On the other hand, the trade sector has become the principal factor that has kept U.S. economic growth positive in recent quarters.

“Over the past year, exports have accounted for two-thirds of our nation’s economic growth,” National Association of Manufacturers (NAM) chief economist David Huether told The Washington Times. “Rising exports are the brightest light for our economy right now.”

‘Stark distinction’

“On trade, there is a stark distinction between the two candidates,” said Sallie James, a policy analyst at the Cato Institute, which advocates unfettered trade.

Mr. Obama is “firmly in favor of government intervention,” while Sen. John McCain “has an excellent and consistent record” supporting free trade, she said.

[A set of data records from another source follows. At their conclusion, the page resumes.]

PR #2394, opened 2026-02-23
Feature/calibrate weights dfs fused modules

GOavi101:
## Summary
- Replaces the three separate calibration loops (global scale, fused scales, zp/scale) with a single **DFS traversal** (`calibrate_weights(model)`) for better cache locality and fewer CPU→GPU onloads when using offloading.
- Introduces a **centralized source of truth** for fused vLLM modules (`fused_modules.py`): traditional attention (q/k/v), fused QKV, **MLA** (q_a + kv_a_proj_with_mqa), and MLP (gate/up, fused gate_up).
- **MLA (Multi-head Latent Attention)** fused global-scale support is added (previously not handled).

## Changes
- **`calibrate_weights(model, named_modules=..., update_zp_scale=..., desc=..., show_progress=...)`** in `calibration.py`: single stack-based DFS; pre-order `update_weight_global_scale` for targets, post-order `update_fused_layer_weight_global_scales` and `update_weight_zp_scale` for targets. API supports DDP via `named_modules` subset (#2220).
- **`fused_modules.py`**: `get_fused_attention_linears()`, `get_fused_mlp_linears()`, plus `is_fused_attention_module` / `is_fused_mlp_module`. Defines traditional, fused QKV, MLA, and gate/up layouts.
- **`helpers.py`**: `update_fused_layer_weight_global_scales()` refactored to use `get_fused_*_linears()`; MLA handled in the same path as traditional attention.
- **QuantizationModifier, AWQModifier, GPTQModifier**: all use `calibrate_weights()` instead of the three loops.


src/llmcompressor/modifiers/quantization/calibration.py
```diff
@@ -156,6 +159,91 @@ def update_weight_zp_scale(module: Module):
...
+            if id(module) in target_set:
+                update_weight_global_scale(module)
+            stack.append((module, True))
+            for child in reversed(list(module.children())):
+                stack.append((child, False))
+        else:
+            # Post-order: fused global scales (Attention/MLP), then zp_scale for targets
+            update_fused_layer_weight_global_scales(module)
+            if update_zp_scale and id(module) in target_set:
+                update_weight_zp_scale(module)
```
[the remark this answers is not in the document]
GOavi101: update_weight_global_scale is defined in this file, not imported

src/llmcompressor/modifiers/quantization/calibration.py
```diff
@@ -156,6 +158,93 @@ def update_weight_zp_scale(module: Module):
...
+
+    try:
+        import tqdm
+    except ImportError:
+        tqdm = None
+
+    if show_progress and desc is not None and tqdm is not None and total_targets > 0:
+        pbar = tqdm.tqdm(total=total_targets, desc=desc)
+    else:
+        pbar = None
```
kylesayrs: Assume that tqdm is available

src/llmcompressor/modifiers/quantization/calibration.py
```diff
@@ -156,6 +158,93 @@ def update_weight_zp_scale(module: Module):
...
+                "calibrate_weights requires either named_modules or both "
+                "targets and ignore"
+            )
+        from compressed_tensors.utils import match_named_modules
+
+        named_modules = list(match_named_modules(model, targets, ignore))
+    else:
+        named_modules = list(named_modules)
+
+    target_set = {id(m) for _, m in named_modules}
```
kylesayrs: A set of modules is equivalent to a set of ids of modules (more or less). You don't need the `id` call.

src/llmcompressor/modifiers/quantization/calibration.py
```diff
@@ -156,6 +158,93 @@ def update_weight_zp_scale(module: Module):
...
+    stack: list[Tuple[Module, bool]] = [(model, False)]
+
+    while stack:
+        module, children_done = stack.pop()
+
+        if not children_done:
+            # Pre-order: global scale for target modules (FP4 / TENSOR_GROUP)
+            if id(module) in target_set:
+                update_weight_global_scale(module)
+            stack.append((module, True))
```
kylesayrs: Please test this traversal with models which have shared modules. You may have to memoize modules to avoid traversing twice.

src/llmcompressor/modifiers/quantization/calibration.py
```diff
@@ -156,6 +158,93 @@ def update_weight_zp_scale(module: Module):
...
+    :param desc: Progress bar description; None to disable progress bar.
+    :param show_progress: If True and desc is not None, show a tqdm progress bar.
+    """
+    if named_modules is None:
+        if targets is None or ignore is None:
+            raise ValueError(
+                "calibrate_weights requires either named_modules or both "
+                "targets and ignore"
+            )
+        from compressed_tensors.utils import match_named_modules
```
kylesayrs: Please put imports at the top

src/llmcompressor/modifiers/quantization/calibration.py
```diff
@@ -156,6 +158,93 @@ def update_weight_zp_scale(module: Module):
...
+        hooks (e.g. GPTQ).
+    :param desc: Progress bar description; None to disable progress bar.
+    :param show_progress: If True and desc is not None, show a tqdm progress bar.
+    """
+    if named_modules is None:
+        if targets is None or ignore is None:
+            raise ValueError(
+                "calibrate_weights requires either named_modules or both "
+                "targets and ignore"
+            )
```
kylesayrs: Can you avoid this check by using default tuple values?

src/llmcompressor/modifiers/quantization/calibration.py
```diff
@@ -156,6 +158,93 @@ def update_weight_zp_scale(module: Module):
...
+        pbar = None
+
+    # Stack-based DFS: (module, children_visited)
+    stack: list[Tuple[Module, bool]] = [(model, False)]
+
+    while stack:
+        module, children_done = stack.pop()
+
+        if not children_done:
+            # Pre-order: global scale for target modules (FP4 / TENSOR_GROUP)
```
kylesayrs: Really great job with defining pre-order and post-order functions.

src/llmcompressor/modifiers/quantization/calibration.py
```diff
@@ -156,6 +158,93 @@ def update_weight_zp_scale(module: Module):
     call_observer(module=module, base_name="weight")
 
 
+def calibrate_weights(
```
kylesayrs, line 211: I think the pre-order and post-order framing is very elegant, but it may get in the way of sharing weight offloading between both `calculate_gparam` and `calculate_qparam`.

src/llmcompressor/modeling/fused_modules.py
```diff
@@ -0,0 +1,121 @@
+"""
```
kylesayrs, line 1: Consider putting this in the `modeling` folder. Otherwise nice job with the fused definition.

kylesayrs (commented):
I think this looks nice, I especially like the fused module utilities. However, there still a few things to consider.

1. Weights are still onloaded twice, once to calculate `update_weight_global_scale` and a second time to calculate `update_weight_zp_scale`. Ideally, we'd be able to onload the weight once and see significant performance benefits for NVFP4.

```python3
weight = module.weight  # onload once
weight_global_scale = calculate_gparam(weight)
weight_scale, weight_zero_point = calculate_qparams(weight)
```

2. It's still unclear how this algorithm could be used to perform parallel weight calibration. Answering this problem is definitely tricky, and we can leave it aside for now, but something to consider.

src/llmcompressor/modeling/fused_modules.py
GOavi101: done

src/llmcompressor/modifiers/quantization/calibration.py
GOavi101: the pre/post structure was getting in the way of a single onload. I’ve added _update_weight_calibration_once(module, update_zp_scale) which onloads module.weight once and calls call_observer(..., value=value, should_calculate_gparam=..., should_calculate_qparams=...) so both use the same tensor. The sequential DFS now uses this in pre-order for target modules and no longer calls update_weight_zp_scale in post-order for them, so we get one onload per module for NVFP4.

HDCharles:
ok, taking a look

src/llmcompressor/modifiers/utils/helpers.py
```diff
@@ -8,103 +8,84 @@
...
-            "weight_global_scale",
-            global_scale,
-        )
-        update_offload_parameter(submodule.up_proj, "weight_global_scale", global_scale)
 
-        del global_scale
+def _apply_fused_global_scale(lin: Linear, g_prime: torch.Tensor) -> None:
+    """Set weight_global_scale to g'; rescale weight_scale so q = x/(s*g) unchanged."""
+    old_g = lin.weight_global_scale.data
+    update_parameter_data(lin, g_prime, "weight_global_scale")
```
HDCharles, line 85: this way is deprecated

```suggestion
update_offload_parameter(lin, "weight_global_scale", g_prime)
```

src/llmcompressor/modifiers/quantization/calibration.py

“In Obama’s rhetoric, there are many signs that he understands the need for major surgery in U.S. trade policy,” said Alan Tonelson of the U.S. Business and Industry Council, a national organization of small and medium-sized manufacturing firms.

By “adopting a blame-America-first trade policy,” Mr. McCain “has no clue that countries sign trade deals with the United States to advance their own interests. He would be a dreadful bargainer,” Mr. Tonelson said.

Both candidates agree that more needs to be done to strengthen the safety net for workers who lose their jobs because of trade. Each wants to help the transition of those workers to new jobs through better training and through reforms in the unemployment-insurance system or the trade-adjustment assistance program.

But they agree on little else.

Mr. Obama, the senator from Illinoisand the presumptive Democratic presidential nominee, captured his party’s nomination after a fierce battle with Hillary Rodham Clinton over who would be a tougher negotiator with America’s trading partners.